Alternatively, if jobs are going to be executed on an external worker, run ./bin/deepforge start -s locally and navigate to http://localhost:8888.
DeepForge Worker¶
If you are using ./bin/deepforge start -s you will need to set up a DeepForge worker (./bin/deepforge start starts a local worker for you!). DeepForge workers are slave machines connected to DeepForge which execute the provided jobs. This allows the jobs to access the GPU, etc, and provides a number of benefits over trying to perform deep learning tasks in the browser.
Once DeepForge is installed on the worker, start it with
./bin/deepforge start -w
Note: If you are running the worker on a different machine, put the address of the DeepForge server as an argument to the command. For example:
./bin/deepforge start -w http://myaddress.com:1234
Updating¶
Updating can be done the same as any other git project; that is, by running git pull from the project root. Sometimes, the dependencies need to be updated so it is recommended to run npm install following git pull.
Dockerized Installation¶
Each of the components are also available as docker containers. This page outlines the running of each of the main components as docker containers and connecting them as necessary.
Database¶
First, you can start the mongo container using:
docker run -d -v /abs/path/to/data:/data/db mongo
where /abs/path/to/data
is the path to the mongo data location on the host. If running the database in a container, you will need to get the ip address of the given container:
docker inspect <container id> | grep IPAddr
The <container id>
is the value returned from the original docker run
command.
When running mongo in a docker container, it is important to mount an external volume (using the -v
flag) to be used for the actual data (otherwise the data will be lost when the container is stopped).
Server¶
The DeepForge server can be started with
docker run -d -v $HOME/.deepforge/blob:/data/blob \
-p 8888:8888 -e MONGO_URI=mongodb://172.17.0.2:27017/deepforge \
deepforge/server
where 172.17.0.2
is the ip address of the mongo container and $HOME/.deepforge/blob
is the path to use for binary DeepForge data on the host. Of course, if the mongo instance is locating at a different location, MONGO_URI
can be set to this address as well. Also, the first port (8888
) can be replaced with the desired port to expose on the host.
Worker¶
As workers may require GPU access, they will need to use the nvidia-docker plugin. Workers can be created using
nvidia-docker run -d deepforge/worker http://172.17.0.1:8888
where http://172.17.0.1:8888
is the location of the DeepForge server to which to connect.
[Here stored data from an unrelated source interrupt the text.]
Issue #1724, opened 2025-02-11
Add support for the `prefers-reduced-motion` media feature


mwdiaz:
**Is your feature request related to a problem? Please describe.**
We have React components that rely on a media query to remove/reduce nonessential animations CSS transitions based on this setting, and it would be great if our unit tests for these components could use this as well (especially since it simplifies things like faking timers or waiting for elements to appear/disappear in the DOM).

**Describe the solution you'd like**
I have a working implementation that we're using locally with `pnpm patch` and I'm going to submit a PR for that so it can be reviewed and hopefully added to the project.

**Describe alternatives you've considered**
I have a proposed implementation.

PR #1725, opened 2025-02-11
feat: [#1724] Add prefers-reduced-motion support

mwdiaz:
As mentioned in #1724, this is an implementation we're using locally via `pnpm patch` and it's been working well. I modeled the change after work done previously in #354, so hopefully I'm not too off base. I did consider making the `prefersReducedMotion` setting a boolean, but I think it makes more sense to accept the valid string values for the setting, which is also more future proof if they ever decide to extend the spec to accept more values.

Thanks for all the work on this project!


capricorn86 (approved):
Thank you for your contribution @mwdiaz! :star: 

I pushed in a fix to check if settings exist as it can potentially be null during tear down. It seems like it was missed before as well.

PR #1732, opened 2025-02-18
refactor: Node API replaces cp command

btea:
The node api replaces the cp command, which is not compatible with Windows.


capricorn86 (approved):

Issue #1689, opened 2025-01-16
Dataset value is returned as undefined when it is set to empty string


pdanpdan:
**Describe the bug**
Happy-Dom evaluates a dataset key as undefined when it is set to an empty string.
The browser evaluates it correctly to empty string.

**To Reproduce**
1. `document.body.dataset.test = ''`
2. `console.log(document.body.dataset.test)`
3. It will output `undefined` while it should output `''`

**Expected behavior**
It should be evaluated to empty string.

**Additional context**
It is a regression introduced in v16.0.0 - latest working version is v15.11.7.

pdanpdan:
A relevant regression test would be

```js
element.setAttribute('data-test-empty', '');
const dataset = element.dataset;
expect(dataset.testEmpty).toBe('');
expect(dataset.nonExistentKey).toBeUndefined();
```

PR #1738, opened 2025-02-23
fix: [#1689] Fix dataset get proxy handler - return an attribute only…

karpiuMG:
… when it was found


capricorn86 (approved):

PR #1744, opened 2025-02-24
fix: [#1563] Prevent disabled inputs from being focussed or blurred

### LINKED ISSUE #1563: Calling focus on a disabled input should not fire focus event or change focus of active element
**Describe the bug**
As per the spect (see https://developer.mozilla.org/en-US/docs/Web/HTML/Attributes/disabled#attribute_interactions), calling focus() on an input element that is disabled should fire focus or change the active element. 

**To Reproduce**
Discovered when attempting to convert tests from jsdom to happy-dom

```
    it('input should not have focus if disabled', () => {
        props.disabled = true;
        renderComponent();

        screen.getByTestId('input').focus();

        expect(screen.getByTestId('input')).not.toHaveFocus();
    });
```

**Expected behavior**
Calling focus() when an input is disabled should not dispatch any events

karpiuMG:
resolve #1563


capricorn86 (approved):

PR #1748, opened 2025-02-26
fix: [#1747] Event phases should be on both class and instance

### LINKED ISSUE #1747: Event phases should be on both class and instance
**Describe the bug**

Event phases (`Event.NONE`, `Event.CAPTURING_PHASE`, `Event.AT_TARGET`, and `Event.BUBBLING_PHASE`) should be accessible on both class and instance. However, they are only set as instance properties (e.g. `new Event().NONE`) in current implementation.

**To Reproduce**
1. Use `Event.CAPTURING_PHASE`
2. TypeScript would think its type/value is `1`, but at runtime it is `undefined`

Note: The deepforge/worker
image is packaged with cuda 7.5. Depending upon your hardware and nvidia version, you may need to build your own docker image or run the worker natively.
Command Line Interface¶
This document outlines the functionality of the deepforge command line interface (provided after installing deepforge with npm install -g deepforge
).
- Installation Configuration
- Starting DeepForge or Components
- Update or Uninstall DeepForge
- Managing Extensions
Installation Configuration¶
Installation configuration can be edited using the deepforge config
command as shown in the following examples:
Printing all the configuration settings:
deepforge config
Printing the value of a configuration setting:
deepforge config worker.dir
Setting a configuration option, such as worker.dir
can be done with:
deepforge config worker.dir /some/new/directory
For more information about the configuration settings, check out the configuration page.
Starting DeepForge Components¶
DeepForge components, such as the server or the workers, can be started with the deepforge start
command. By default, this command will start all the necessary components to run including the server, a mongo database (if applicable) and a worker.
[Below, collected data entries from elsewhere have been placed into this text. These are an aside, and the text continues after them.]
PR #1751, opened 2025-02-27
feat: [#990] Add support for multiple selectors in :not pseudo-class

### LINKED ISSUE #990: `querySelectorAll` ignores `:not()` pseudo-class with multiple selectors
Enter the following code into https://npm.runkit.com/happy-dom

```js
var happyDom = require("happy-dom")

const window = new happyDom.Window();
document.body.innerHTML = `<ul class="list">
  <li class="list-item"></li>
  <li class="list-item"></li>
  <li class="list-item"></li>
  <li class="other-item"></li>
  <li></li>
</ul>`;

const lastItem = document.querySelectorAll('ul > li:not(.list-item, .other-item)');

console.log('lastItem', lastItem.length); // prints 2 but should be 1
```

`querySelectorAll` will only respect the first selector inside of the `:not` pseudo-class (`.list-item`) and ignores all subsequent selectors (`.other-item`).

**Expected behavior**
It respects the complete behaviour, especially comma-separated selector lists, of the [not()](https://developer.mozilla.org/en-US/docs/Web/CSS/:not) pseudo-class.

karpiuMG:
close #990

### DIFF
--- a/packages/happy-dom/src/query-selector/SelectorItem.ts
+++ b/packages/happy-dom/src/query-selector/SelectorItem.ts
@@ -248,7 +248,12 @@ export default class SelectorItem {
 			case 'root':
 				return element[PropertySymbol.tagName] === 'HTML' ? { priorityWeight: 10 } : null;
 			case 'not':
-				return !pseudo.selectorItems[0].match(element) ? { priorityWeight: 10 } : null;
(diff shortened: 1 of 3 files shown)


capricorn86 (approved):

The server can be started by itself using
deepforge start --server
The worker can be started by itself using
deepforge start --worker http://154.95.87.1:7543
where http://154.95.87.1:7543 is the url of the deepforge server.
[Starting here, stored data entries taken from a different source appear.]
PR #1753, opened 2025-02-28
fix: [#1151] Skips svg elements when innerText is used

### LINKED ISSUE #1151: svg element innertText is undefined
**Describe the bug**
svg element innertText is undefined, it should be a string.

**To Reproduce**
```javascript

const window = new Window({
	url: 'https://localhost:8080',
	width: 1024,
	height: 768
});

const div = window.document.createElement('div');
div.innerHTML = '<div><span><svg></svg></span>123<div>';
window.document.body.appendChild(div);
console.log(div.innerText);
```
actual log: ```undefined123```

**Expected behavior**
expected log: ```123```

**Device:**
 - OS: mac
 - Browser: node
 - Version: 16.20.1
 - happy-dom version: 12.10.3

**Additional context**
in https://github.com/capricorn86/happy-dom/blob/master/packages/happy-dom/src/nodes/html-element/HTMLElement.ts#L101, I think the judgment here should be whether it's HTMLElement or not, only htmlelement has innerText

karpiuMG:
+ fix: [#1151] Add newline if it's a block/flex element and there's more content coming after

for skipping svg element a change is needed for recognizing tag names as HTML Parser parse svg elements in a way that svg tagName is lowercase - which shouldn't be the case for HTML document context
ref. https://developer.mozilla.org/en-US/docs/Web/API/Element/tagName#value

I leave it to you @capricorn86 - maybe you could add the change in your DOM Parsing PR #1666  

close #1151


capricorn86:
Thank you for your contribution @karpiuMG :star: 

I found a small thing.

capricorn86 (approved):
I made a performance fix and removed the comment :slightly_smiling_face:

Update/Uninstall DeepForge¶
DeepForge can be updated or uninstalled using
deepforge update
DeepForge can be uninstalled using deepforge uninstall
Managing Extensions¶
DeepForge extensions can be installed and removed using the deepforge extensions
subcommand. Extensions can be added, removed and listed as shown below
deepforge extensions add https://github.com/example/some-extension
deepforge extensions remove some-extension
deepforge extensions list
Configuration¶
Configuration of deepforge is done through the deepforge config command from the command line interface. To see all config options, simply run deepforge config with no additional arguments. This will print a JSON representation of the configuration settings similar to:
Current config:
{
"blob": {
"dir": "/home/irishninja/.deepforge/blob"
},
"worker": {
"cache": {
"useBlob": true,
"dir": "~/.deepforge/worker/cache"
},
"dir": "~/.deepforge/worker"
},
"mongo": {
"dir": "~/.deepforge/data"
}
}
Setting an attribute, say worker.cache.dir, is done as follows
deepforge config worker.cache.dir /tmp
Environment Variables¶
Most settings have a corresponding environment variable which can be used to override the value set in the cli’s configuration. This allows the values to be temporarily set for a single run. For example, starting a worker with a different cache than set in worker.cache.dir can be done with:
DEEPFORGE_WORKER_CACHE=/tmp deepforge start -w
The complete list of the environment variable overrides for the configuration options can be found here.
Settings¶
blob.dir¶
The path to the blob (large file storage containing models, datasets, etc) to be used by the deepforge server.
This can be overridden with the DEEPFORGE_BLOB_DIR environment variable.
worker.dir¶
The path to the directory used for worker executions. The workers will run the executions from this directory.
This can be overridden with the DEEPFORGE_WORKER_DIR environment variable.
mongo.dir¶
The path to use for the –dbpath option of mongo if starting mongo using the command line interface. That is, if the MONGO_URI is set to a local uri and the cli is starting the deepforge server, the cli will check to verify that an instance of mongo is running locally. If not, it will start it on the given port and use this setting for the –dbpath setting of mongod.
worker.cache.dir¶
The path to the worker cache directory.
This can be overridden with the DEEPFORGE_WORKER_CACHE environment variable.
worker.cache.useBlob¶
When running the worker on the same machine as the server, this allows the worker to use the blob as a cache and simply create symbolic links to the data (eg, training data, models) to prevent having to even perform a copy of the data on the given machine.
This can be overridden with the DEEPFORGE_WORKER_USE_BLOB environment variable.
Operation Feedback¶
Operations can provide real-time graph feedback. In the future, this will be extended to other forms of feedback such as image feedback.
Graphs¶
Real-time graphs can be created using matplotlib:
import matplotlib.pyplot as plt
plt.plot([1, 4, 9, 16, 25])
plt.draw()
plt.show()
The graph can also be configured in regular matplotlib fashion:
plt.title('My First Plot')
plt.xlabel('This is the x-axis')
plt.ylabel('This is the y-axis')
plt.draw()
plt.show()